Part of FPGA Trading Systems Portfolio

This project is part of a complete end-to-end trading system:

  • Main Repository: fpga-trading-systems
  • Project Number: 2.5 of 30
  • Category: FPGA Core
  • Dependencies: None (foundation project variant)

A robust button handler with separate ON/OFF buttons, demonstrating synchronization, debouncing, and edge detection - critical concepts for reliable FPGA designs.

Overview

Physical buttons are electrically noisy - they "bounce" when pressed, creating multiple transitions instead of a clean on/off signal. Additionally, asynchronous signals crossing into the FPGA clock domain can cause metastability. This project implements a complete solution to both problems using two independent buttons for dedicated ON/OFF control.

Hardware

  • Board: Xilinx Arty A7-100T
  • FPGA: Artix-7 XC7A100T
  • Clock: 100 MHz system clock
  • Input:
    • BTN0 (D9) - ON button
    • BTN1 (C9) - OFF button
  • Output: LD0 (H5) - single LED

What It Does

  • Press BTN0 (ON button) - LED turns ON
  • Press BTN1 (OFF button) - LED turns OFF

Key Features:

  • Separate dedicated buttons for ON and OFF control
  • One button press = One action (no multiple triggers from bouncing)
  • Safe handling of asynchronous external signals
  • Reliable operation regardless of press duration
  • Production-ready debounce implementation
  • Independent debouncing for each button

Design Architecture

The design uses a 4-stage pipeline for each button:

Physical Buttons (ON/OFF)
    |
STAGE 1: Synchronizers (3 flip-flops each)
    | (Prevents metastability)
STAGE 2: Debouncers (20ms filter each)
    | (Removes mechanical bouncing)
STAGE 3: Edge Detectors (one per button)
    | (Triggers once per press, not continuous)
STAGE 4: LED Control Logic
    |
Clean, reliable output

Stage 1: Synchronizer (Per Button)

-- Three-stage shift register for metastability protection
signal btn_on_sync : std_logic_vector(2 downto 0) := "000";
signal btn_off_sync : std_logic_vector(2 downto 0) := "000";

process(clk)
begin
    if rising_edge(clk) then
        btn_on_sync <= btn_on_sync(1 downto 0) & btn_in(0);
        btn_off_sync <= btn_off_sync(1 downto 0) & btn_in(1);
    end if;
end process;

Why 3 stages?

  • Stage 1-2: Allows metastable signals to settle
  • Stage 3: Clean, synchronized signal for logic use
  • MTBF (Mean Time Between Failures) >> system lifetime

Stage 2: Debouncer (Independent for Each Button)

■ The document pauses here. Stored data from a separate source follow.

PR #603, opened 2019-03-09
Python 3 Fixes

stephendade:
A bunch of Python 3 fixes. Also changing the Windows build over to Python 3.

### DIFF
--- a/MAVProxy/mavproxy.py
+++ b/MAVProxy/mavproxy.py
@@ -538,7 +538,7 @@ def process_stdin(line):
 
     if cmd == 'help':
         k = command_map.keys()
-        k.sort()
+        k = sorted(k)
         for cmd in k:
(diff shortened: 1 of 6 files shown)


MAVProxy/mavproxy.py
```diff
@@ -538,7 +538,10 @@ def process_stdin(line):
 
     if cmd == 'help':
         k = command_map.keys()
-        k.sort()
+        if sys.version_info.major < 3:
+            k.sort()
+        else:
+            sorted(k)
```
tridge: I thought sorted() returns a new list? Can be use:
 k = sorted(k)
for both versions?

stephendade: Fixed - using ``k = sorted(k)``

PR #611, opened 2019-04-20
mavproxy_console: add periodic warning of autopilot software failure

peterbarker:


MAVProxy/modules/mavproxy_console.py
```diff
@@ -349,6 +350,21 @@ def mavlink_packet(self, msg):
...
+                for field_num in range(1, 5):
+                    field = "errors_count%u" % field_num
+                    x = getattr(msg, field, None)
+                    if x is None:
+                        self.say("Failed to get field %s" % field)
+                        self.last_sys_status_errors_announce = now
+                        break
+                    if x != 0:
+                        self.last_sys_status_errors_announce = now
+                        self.say("System failure detected.  Land now.")
```
tridge: need to make the msg shorter. It takes a long time to announce these things, and meanwhile the pilot doesn't have airspeed etc announcements

MAVProxy/modules/mavproxy_console.py
```diff
@@ -349,6 +350,21 @@ def mavlink_packet(self, msg):
...
             self.last_sys_status_health = msg.onboard_control_sensors_health
 
+            # check for any error bits being set:
+            now = time.time()
+            if now - self.last_sys_status_errors_announce > self.mpstate.settings.sys_status_error_warn_interval:
+                for field_num in range(1, 5):
+                    field = "errors_count%u" % field_num
+                    x = getattr(msg, field, None)
+                    if x is None:
+                        self.say("Failed to get field %s" % field)
```
tridge: i don't think we should do a say() here

MAVProxy/modules/mavproxy_console.py
peterbarker: Shortened to "Critical failure"

MAVProxy/modules/mavproxy_console.py
peterbarker: Changed to be a writeln instead.

PR #612, opened 2019-04-20
Misseditor Distance and Gradient

Akshath-Singhal:
Added Distance and Gradient fields for better mission planning using MAVProxy GCS. Distance is displayed in meters and Gradient in degrees.
misseditor

Future Prospects:
1. Handling altitude based on reference frame (Relative or Absolute)
2. Better handling of different waypoints instead of checking LAT=0 & LON = 0

I have tried to include most of the changes suggested by @tridge.


Akshath-Singhal:
@tridge  Changing LAT, LON, and ALT based on user input changes in Dist and Grad would indeed be an interesting feature, however, I am skeptical due to the increased probability of crashes due to changing these values carelessly.

MAVProxy/modules/mavproxy_misseditor/missionEditorFrame.py
```diff
@@ -673,6 +689,40 @@ def fix_jumps(self, row_selected, delta):
...
+	    command_prev = self.grid_mission.GetCellValue(row - 1, ME_COMMAND_COL)
+            lat = float(self.grid_mission.GetCellValue(row, ME_LAT_COL))
+            lon = float(self.grid_mission.GetCellValue(row, ME_LON_COL))
+            if (lat == 0) and (lon == 0):
+                dist = 0.0
+                grad = 0.0
+	    else :
+              if "NAV" in command:
+                row_prev = row - 1
+		while "NAV" not in command_prev:
```
tridge: also check for row_prev going to zero

MAVProxy/modules/mavproxy_misseditor/missionEditorFrame.py
```diff
@@ -673,6 +689,40 @@ def fix_jumps(self, row_selected, delta):
...
+                    command_prev = self.grid_mission.GetCellValue(row_prev - 1, ME_COMMAND_COL)
+                    row_prev = row_prev - 1
+		prev_lat = float(self.grid_mission.GetCellValue(row_prev, ME_LAT_COL))
+		prev_lon = float(self.grid_mission.GetCellValue(row_prev, ME_LON_COL))
+		prev_alt = float(self.grid_mission.GetCellValue(row_prev, ME_ALT_COL))
+                while (prev_lat == 0) and (prev_lon == 0):
```
tridge: check for row_prev zero here too (don't want to end up negative)

MAVProxy/modules/mavproxy_misseditor/missionEditorFrame.py
```diff
@@ -673,6 +689,40 @@ def fix_jumps(self, row_selected, delta):
...
+                    prev_lat = float(self.grid_mission.GetCellValue(row_prev - 1, ME_LAT_COL))
+                    prev_lon = float(self.grid_mission.GetCellValue(row_prev - 1, ME_LON_COL))
+                    row_prev = row_prev - 1
+		dist = mp_util.gps_distance(lat, lon, prev_lat, prev_lon)
+		grad = math.atan2(float(self.grid_mission.GetCellValue(row, ME_ALT_COL)) - prev_alt, dist) *180 / 3.14159
```
tridge: use math.pi not 3.14159

tridge:
one more thing, I think we should have the function to get the gradient and distance be part of the mavproxy_wp module. I think it will be used by other pieces of code in the future.
Modules can call functions in other modules as long as they are public (wp is public)

tridge:
it would also be good to implement the handling of frames. That is a bit complex, but quite possible and would be very useful
I'd suggest having a function to a wp alt to absolute first, then do everything in absolute. For home height use the height of home location in terrain database (the mission editor already knows home location and displays it). For AGL wps use terrain database.

Akshath-Singhal:
Thanks. The idea of adding distance and gradient functions to wp module seems like a nice idea.
For reference frame issues, I was planning to save the current home altitude as variable and use it on the go instead of shifting all altitudes to absolute frame.

The changes might take some time due to my university examinations. Sorry for the delay being caused.

tridge:
no worries at all, thanks for your nice work on this!

stephendade:
I had a quick look at this - you're using tabs instead of spaces for the indents. You'll need to change them to spaces for consistency.

Akshath-Singhal:
> I had a quick look at this - you're using tabs instead of spaces for the indents. You'll need to change them to spaces for consistency.
@stephendade 
Corrected that. Thanks for informing.

tridge:
@Akshath-Singhal any update on this?

Akshath-Singhal:
@tridge I have added the frame handling part for gradient calculation. I will shift it to wp module soon.

MAVProxy/modules/mavproxy_misseditor/missionEditorFrame.py
Akshath-Singhal: done

MAVProxy/modules/mavproxy_misseditor/missionEditorFrame.py
Akshath-Singhal: done

MAVProxy/modules/mavproxy_misseditor/missionEditorFrame.py
Akshath-Singhal: done

tridge:
hmm, minor thing, col width too small by default for me:
image

Akshath-Singhal:
@tridge Squashed to 1 commit. Increased the default size for columns.

peterbarker:
Small reword on the commit message would be good.  We don't fuss *too* much in mavproxy, but something like "misseditor: Add Dist and Grad columns" would make it a bit clearer what's being changed in the PR.

MAVProxy/modules/mavproxy_misseditor/missionEditorFrame.py
```diff
@@ -585,11 +601,11 @@ def on_mission_grid_cell_left_click(self, event):  # wxGlade: MissionEditorFrame
 
     def on_mission_grid_cell_changed(self, event):  # wxGlade: MissionEditorFrame.<event_handler>
         self.set_modified_state(True)
+        #self.set_grad_dist()
```
peterbarker: Stray line?

Akshath-Singhal: Corrected

tridge:
looks good, thanks!

PR #613, opened 2019-04-21
Joystick: support Logicool Gamepad F310

tajisoft:
It won't detect my gamepad(Logicool Gamepad F310) bought in Japan. This PR is may useful for Japanese users.


peterbarker:
Merged, thanks!

PR #614, opened 2019-04-23
setup: Add extras_require configuration

patrickelectric:
extras_require allow users to install mavproxy with some extra functionalities:
Like: `pip install mavproxy[server] --user` to install flask and everything necessary for server functionality 

Signed-off-by: Patrick José Pereira <patrickelectric@gmail.com>

### DIFF
--- a/setup.py
+++ b/setup.py
@@ -80,6 +80,10 @@ on how to use MAVProxy.''',
                 'MAVProxy.modules.lib.MacOS',
                 'MAVProxy.modules.lib.optparse_gui'],
       install_requires=requirements,
+      extras_require={
+        # restserver module
+        'server': ['flask'],
+      },
       scripts=['MAVProxy/mavproxy.py',
                'MAVProxy/tools/mavflightview.py',
                'MAVProxy/tools/MAVExplorer.py',


patrickelectric:
I'm aiming to add this in the documentation also to update it with the new restserver.

patrickelectric:
@peterbarker ^

setup.py
```diff
@@ -80,6 +80,10 @@ def package_files(directory):
                 'MAVProxy.modules.lib.MacOS',
                 'MAVProxy.modules.lib.optparse_gui'],
       install_requires=requirements,
+      extras_require={
+        # restserver module
+        'server': ['flask'],
```
peterbarker: Gah.  This was supposed to be `restserver` from a technical perspective...

patrickelectric: I think that extras_require should be not module specific but in a more generic context, in this case, with web and server features, that's why I'm using server as key here.

patrickelectric: @peterbarker

patrickelectric: Ping @peterbarker

patrickelectric: Ping @peterbarker

peterbarker:
Merged, thanks!

PR #616, opened 2019-04-23
Util: Try downloading the files through proxy before reporting an error

amilcarlucas:


MAVProxy/modules/lib/mp_util.py
```diff
@@ -250,12 +250,21 @@ def download_url(url):
...
         from urllib.request import urlopen as url_open
         from urllib.error import URLError as url_error
+        from urllib.proxy_handler import ProxyHandler as proxy_handler
     try:
         resp = url_open(url)
         headers = resp.info()
+    except url_error as e:
+        pass
+    try:
+        print('Trying to download with Proxy')
```
peterbarker: Too noisy :-)

amilcarlucas: done

MAVProxy/modules/lib/mp_util.py
```diff
@@ -250,12 +250,20 @@ def download_url(url):
     if sys.version_info.major < 3:
         from urllib2 import urlopen as url_open
         from urllib2 import URLError as url_error
+        from urllib2 import ProxyHandler as proxy_handler
     else:
         from urllib.request import urlopen as url_open
         from urllib.error import URLError as url_error
+        from urllib.proxy_handler import ProxyHandler as proxy_handler
     try:
```
peterbarker: So... in the case that we succeed we drop through and try fetching from the proxy as well.  I'd call that sub-optimal.

peterbarker:
@amilcarlucas did you want to pursue this?

amilcarlucas:
I completly forgot about this one.... sorry. It's easy to fix I'll give it a try.

PR #617, opened 2019-04-23
Do not tell to "set moddebug 3" when it already has been done

amilcarlucas:


MAVProxy/mavproxy.py
```diff
@@ -348,7 +348,10 @@ def load_module(modname, quiet=False, **kwargs):
             if mpstate.settings.moddebug > 1:
                 import traceback
                 print(traceback.format_exc())
-    print("Failed to load module: %s. Use 'set moddebug 3' in the MAVProxy console to enable traceback" % ex)
+    help_traceback = ""
+    if mpstate.settings.moddebug != 3:
```
peterbarker: Maybe `< 3`?

wx4cb: why not:

if mpstate.settings.moddebug > 1:
   .....
else:
 ....
end

sorry, my python is rusty after a few beers :D

amilcarlucas: done

PR #691, opened 2019-09-14
rc: allow override rate to be set

tridge:


MAVProxy/modules/mavproxy_rc.py
```diff
@@ -99,6 +113,9 @@ def cmd_rc(self, args):
         if args[0] == 'all':
             for i in range(self.count):
                 channels[i] = value
+        elif args[0] == 'clear':
```
peterbarker: Was this supposed to do something with `args[1]`?  Or should this just be removed entirely?

tridge: fixed

PR #693, opened 2019-09-29
mavproxy: radio setup now works under Python3

stephendade:
The ``--setup`` argument now works under Python3 - just needed some str->byte conversions.


tridge:
thanks Stephen!

PR #696, opened 2019-10-11
MAVExplorer: added time delay

yonhonng:
added a function while graphing by doing:
graph delay <TYPE> <SECONDS> <FIELDS...>


MAVProxy/modules/lib/grapher.py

constant DEBOUNCE_TIME : integer := 2_000_000;  -- 20ms at 100MHz
signal deboung_on_counter : unsigned(20 downto 0) := (others => '0');
signal deboung_off_counter : unsigned(20 downto 0) := (others => '0');

Each button has its own debounce counter. Requires signal to be stable for 20ms before accepting state change.

Why 20ms?

  • Typical button bounce: 5-50ms
  • 20ms filters out all mechanical noise
  • Trade-off: responsiveness vs reliability

Stage 3: Edge Detector (Per Button)

-- ON button edge detection
if btn_on_stable = '1' and btn_on_prev = '0' then
    btn_on_rising_edge <= '1';
end if;
btn_on_prev <= btn_on_stable;

-- OFF button edge detection
if btn_off_stable = '1' and btn_off_prev = '0' then
    btn_off_rising_edge <= '1';
end if;
btn_off_prev <= btn_off_stable;

Critical: Order matters! Reading before writing ensures correct edge detection.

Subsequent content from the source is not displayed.